In almost every state is a cemetery like the one behind St. Elizabeths, because at one time patients sent to government psychiatric facilities were admitted with no expectations of ever leaving. But in recent years, a coalition of mental health providers has launched an effort to build a national memorial on the grounds of St. Elizabeths to stand for the thousands of patients who died at such facilities.
"This memorial sanctifies and makes holy the grounds where people were forgotten and buried away silently but are now being brought to visible attention," said A. Kathryn Power, director of the Center for Mental Health Services for the U.S. Department of Health and Human Services. "The importance of this memorial is that it is a national symbol of the fact that people with mental illness, at all times, should have the opportunity to live where they choose, to get the treatment they choose and to be in partnership with the people who are helping them with their journey to recovery."
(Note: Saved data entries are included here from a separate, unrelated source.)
PR #270, opened 2019-08-30
Transform code in order to work with python3, the steps:

siscia:
1. autopep8 --in-place --select E101, fix py3 error in mixing space and tabs
2. futurize -wn -1 **/*.py, make code py3 compatible
3. futurize -wn -2 **/*.py, add imports for py3

Then we hack the custom pickler in order to work with python3.
Reference: https://github.com/rootpy/rootpy/issues/808

### DIFF
--- a/charmdet/CharmdetHitPositions.py
+++ b/charmdet/CharmdetHitPositions.py
@@ -22,7 +22,7 @@ vtop = ROOT.TVector3()
 rnr       = ROOT.TRandom()
 #-----prepare python exit-----------------------------------------------
 def pyExit():
- ut.errorSummary()
+    ut.errorSummary()
 #-----list of arguments--------------------------------------------------
 parser = ArgumentParser()
 parser.add_argument("-f", "--files", dest="listOfFiles", help="list of files comma separated", required=True)
@@ -45,34 +45,34 @@ nevent = int(options.nevent)
 
 fnames = []
 if options.catalog:
- tmp = open(options.listOfFiles)
- for x in tmp.readlines():
-  fname = x.replace('\n','')
-  if fname.find("root")<0:continue
-  f=ROOT.TFile.Open(fname)
-  sTree = f.cbmsim
-  if not sTree.GetBranch("FitTracks"): 
-   print("does not contain FitTracks: ",fname)
-   f.Close()
-   continue
-  fnames.append(fname)
-  fnames.append(x.replace('\n',''))
- tmp.close()
+    tmp = open(options.listOfFiles)
+    for x in tmp.readlines():
+        fname = x.replace('\n','')
+        if fname.find("root")<0:continue
+        f=ROOT.TFile.Open(fname)
+        sTree = f.cbmsim
+        if not sTree.GetBranch("FitTracks"): 
+            print("does not contain FitTracks: ",fname)
+            f.Close()
+            continue
+        fnames.append(fname)
+        fnames.append(x.replace('\n',''))
+    tmp.close()
 else:
- fnames = options.listOfFiles.split(',')
+    fnames = options.listOfFiles.split(',')
 fname = fnames[0]
 if options.updateFile:
- f=ROOT.TFile(fname,'update')
- sTree=f.Get('cbmsim')
- if not sTree: 
-   print("Problem with updateFile: ",f)
-   exit(-1)
+    f=ROOT.TFile(fname,'update')
+    sTree=f.Get('cbmsim')
+    if not sTree: 
+        print("Problem with updateFile: ",f)
+        exit(-1)
 else:
- sTree = ROOT.TChain('cbmsim')
- for f in fnames: 
-  print("add ",f)
-  if options.onEOS: sTree.Add(os.environ['EOSSHIP']+f)
-  else:             sTree.Add(f)
+    sTree = ROOT.TChain('cbmsim')
+    for f in fnames: 
+        print("add ",f)
+        if options.onEOS: sTree.Add(os.environ['EOSSHIP']+f)
+        else:             sTree.Add(f)
 
 #-------------------------------geometry initialization
 from ShipGeoConfig import ConfigRegistry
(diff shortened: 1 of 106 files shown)


JLTastet:
A lot (most?) of `old_div()` are unneeded. Is there any place in FairShip where we really need integer division?

ThomasRuf:
It is a common way to use integer division in the decoding of detector IDs. And it was very handy in python2. Don't understand why for python3 this had been dropped.

JLTastet:
Having a different behaviour for `/` depending on whether the operands are integers or floats is very risky in a dynamically typed language. In Python 3, the floor division `//` achieves the same result as the former integer division.

I will try to review the files I am familiar with (mostly physics models) to choose the appropriate division operator.

JLTastet:
I now get a segfault when exiting the Python shell after running the event display. This is deterministic and was not present with the Python 2 version.
```
$ python3 -i "$FAIRSHIP"/macro/eventDisplay.py -f ship.conical.Pythia8-TGeant4_rec.root -g geofile_full.conical.Pythia8-TGeant4.root
```
Output (incl. backtrace) attached: [py3_evtdisp_segfault.txt](https://github.com/ShipSoft/FairShip/files/3559835/py3_evtdisp_segfault.txt)

Relevant line: ```*** Error in `python3': free(): invalid pointer: 0x00007f78fdac5800 ***```

ThomasRuf:
until somebody knows how to fix it properly, you can try to activate again the evExit() method. To bypass a similar issue in older ROOT versions, there exists in eventDisplay.py   if float(ROOT.gROOT.GetVersion().split('/')[0])>6.07: atexit.register(evExit) 
change 6.07 to 6.19

JLTastet:
When sourcing `/cvmfs/ship.cern.ch/develop/setUp.sh` instead of `/cvmfs/ship.cern.ch/SHiP-2020/latest/setUp.sh`, I get the following error when trying to start Python 2:
```bash
[FairShip/latest-master-fairship] ~ $> python2
ImportError: No module named site
```
Is it expected? Python 3 works fine.

ThomasRuf:
why are you using python2 and python3 and not python?

under fairship python3 environment:
which python
/cvmfs/ship.cern.ch/develop/sw/slc7_x86-64/Python/v3.6.8-1/bin/python
 
i suspect your python3 or python2 points to somewhere outside ship.

thomas

JLTastet:
You are right. It seems that only Python 2 can be used with `SHiP-2020/latest`, and only Python 3 with `develop`.

Sourcing `/cvmfs/ship.cern.ch/SHiP-2020/latest/setUp.sh`:
```bash
[FairShip/latest-master-fairship] ~/Workdir2 $> which python
/cvmfs/ship.cern.ch/SHiP-2020/2019/August/12/sw/slc7_x86-64/Python/v2.7.10-1/bin/python
[FairShip/latest-master-fairship] ~/Workdir2 $> which python2
/cvmfs/ship.cern.ch/SHiP-2020/2019/August/12/sw/slc7_x86-64/Python/v2.7.10-1/bin/python2
[FairShip/latest-python3-fairship] ~ $> which python3
/usr/bin/python3
```
Sourcing `/cvmfs/ship.cern.ch/develop/setUp.sh`:
```bash
[FairShip/latest-python3-fairship] ~ $> which python
/cvmfs/ship.cern.ch/develop/sw/slc7_x86-64/Python/v3.6.8-1/bin/python
[FairShip/latest-python3-fairship] ~ $> which python2
/usr/bin/python2
[FairShip/latest-python3-fairship] ~ $> which python3
/cvmfs/ship.cern.ch/develop/sw/slc7_x86-64/Python/v3.6.8-1/bin/python3
```

siscia:
> A lot (most?) of `old_div()` are unneeded. Is there any place in FairShip where we really need integer division?

The point of the code transformation is to keep exactly the same semantic in the code. Unfortunately the semantic of the `/` operator changed from Py2 to Py3, hence we cannot use anymore the `/` operator but it was necessary to introduce this new function.

> Having a different behaviour for `/` depending on whether the operands are integers or floats is very risky in a dynamically typed language. In Python 3, the floor division `//` achieves the same result as the former integer division.
> 
> I will try to review the files I am familiar with (mostly physics models) to choose the appropriate division operator.

Yes, you are correct, is risky. Unfortunately Py2 works like that.

The python3 floor `//` operator is not quite the same as the python2 division operator.

```
[root@cvm-perf02 ~]# python2
Python 2.7.5 (default, Jun 20 2019, 20:27:34) 
[GCC 4.8.5 20150623 (Red Hat 4.8.5-36)] on linux2
Type "help", "copyright", "credits" or "license" for more information.
>>> 4.0 / 3
1.3333333333333333
>>> 4 / 3
1
>>> exit()
[root@cvm-perf02 ~]# python3
Python 3.6.8 (default, Apr 25 2019, 21:02:35) 
[GCC 4.8.5 20150623 (Red Hat 4.8.5-36)] on linux
Type "help", "copyright", "credits" or "license" for more information.
>>> 4.0 / 3
1.3333333333333333
>>> 4.0 // 3
1.0
>>> 4 // 3
1
>>> 4 / 3
1.3333333333333333
```

JLTastet:
> The python3 floor `//` operator is not quite the same as the python2 division operator.

@siscia You are right indeed.

But at least for the files which I know sufficiently well, I will try to resolve the ambiguity and choose the correct operator. I can do that later, once this PR is merged, or directly send a PR to your branch.

siscia:
Is the runtime crash solved?

JLTastet:
> Is the runtime crash solved?

No, I haven't tried Thomas' suggestion yet. But the crash only happens when the program exits (and does not crash the SSH session), so it does not affect its function.

JLTastet:
I just compared the numerical values from the Pythia decay table for HNLs before / after, and they match perfectly (up to a slightly different rounding).

However, I see some large numerical differences for the RPV SUSY model. I will investigate them further, and make sure that they do not come from my testing procedure.

JLTastet:
I will try to run more systematic regression tests using [my old script](https://gist.github.com/JLTastet/f3b828b0295ea7337fb4d9712d28e965).

olantwin:
I'm reviewing the files I'm familiar with as well.

Concerning the division, I am only aware of the integer division being necessary for detector ID conversion. All other cases (e.g. for digitisation or raw data conversion), are in C++ so should not be affected.

JLTastet:
Ok, after fixing the floating-point formatting issues, all tests for the HNL model pass without regressions.

However, the lifetime and decay branching ratios can be vastly different between Python 2 and 3 for the RPV SUSY model. I will try to review it.

I have attached the [unordered diff](https://github.com/ShipSoft/FairShip/files/3563558/diff.txt).

JLTastet:
Regarding `rpvsusy.py`, there seems to be no difference between Python 2 and 3 on this branch (when varying this variable only).
However there is a clear difference between:
* Before: Python 2 + SHiP-2020/latest
* After: Python 3 + develop + this commit

Here is a minimal example showing the problem:
```python
from rpvsusy import RPVSUSY
b = RPVSUSY(1.,[1, 1],1e3,1,True)
b.computeNLifetime()
```
Before, the result was `1.3844222124690955e-08`. Now it is `1.8307090617172296e-25`.
That's a 17 orders of magnitude difference :scream:

JLTastet:
I found it! It seems that `futurize` messed up operator precedence when replacing `/` with `old_div`:
```diff
@@ -128 +134 @@ self.MW   = 80.385*u.GeV
-        self.gW2  = self.GF/math.sqrt(2)*8*self.MW*self.MW # SU(2)L gauge coupling squared
+        self.gW2  = old_div(self.GF,math.sqrt(2)*8*self.MW*self.MW) # SU(2)L gauge coupling squared
```
The second line should instead be:
```python
self.gW2  = old_div(self.GF,math.sqrt(2))*8*self.MW*self.MW
```

JLTastet:
The division issue is a [known bug](https://github.com/PythonCharmers/python-future/issues/434) in `futurize`. There is currently no fix for it, but it seems to be planned for the 0.18 release.

@siscia Could you re-run `futurize`, but separately commit E101, stage 1, stage 2 without division, and finally just the divisions? This will ease the process of reviewing the changes.

1. `autopep8 --in-place --select E101`
2. `futurize -wn -1 **/*.py`
3. `futurize -wn -2 --nofix=division_safe **/*.py`
4. `futurize -wn --fix=division_safe **/*.py`

siscia:
Nice catch!

I am a little busy at this point, do you think you can take this over? If it is a problem for you I can do it, but it will be a little slower...

JLTastet:
I will see what I can do. Stage 1 should be safe (by design), but I fear that stage 2 will require each file to be reviewed by someone familiar with it. Not sure whether E101 can be breaking. We have a lot of crazy indentation in FairShip.

At the very least, I should be able to convert the physics models to Python 3 and make sure they are free of regressions. However, I can't do much for the rest of the code, since I have currently no way of running regression tests for the entire simulation (my tests only compare the Pythia configuration).

This will take some time too, since I am working on multiple projects in parallel (including a new physics model, which fortunately is already compatible with Python 3 and is well covered by tests).

siscia:
Honestly I did not run any test, except making sure that the plot before and after where similar. But I am not a physicist myself.

E101 should be safe/required.

ThomasRuf:
outdated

During a memorial service in the chapel of St. Elizabeths, a marble marker was dedicated. It reads, "I must fight in the open," the words of Clifford W. Beers, a young Yale graduate who in 1908 published an autobiography about the abusive practices of a mental hospital in Connecticut. He later founded Mental Health America, originally known as the National Committee for Mental Hygiene.
Stephen T. Baron, director of the D.C. Department of Mental Health, said that, for too many people, "when you checked into a state mental hospital, you didn't check out until the time of death. And in this facility, if you were not in the military, there was a high likelihood that you would have been in an unmarked grave."
Baron said St. Elizabeths was selected as the site of the national consumer memorial in recognition of its historic leadership in moral treatment for people with mental illness. "The Gardens at St. Elizabeths -- A National Memorial of Recovered Dignity" will be woven into the cemetery on the hospital grounds, where more than 4,500 patients are buried, along with several hundred veterans of the Civil War.
The memorial will include metal markers surrounded by gardens and a pool of water representing those buried in hospitals from throughout the country, including in the District.
During the program, Phyllis Cureton, chaplain for St. Elizabeths, sang "We Are Standing on Holy Ground," and Pam Thomas, who has been treated at St. Elizabeths since 1972, read a poem that moved some people to tears:
Every one of us, with dignity and respect, would want the world to bury us, when life's end we've met. That is why this call goes out to rally around this quest. Let's give these souls what they deserve. This really means our best. And if the voiceless people happen from the grave to cry, are given a voice by those who live we never could deny. For we too have had no voice, we have suffered much as well, we've come together on this day, and this is oh so swell.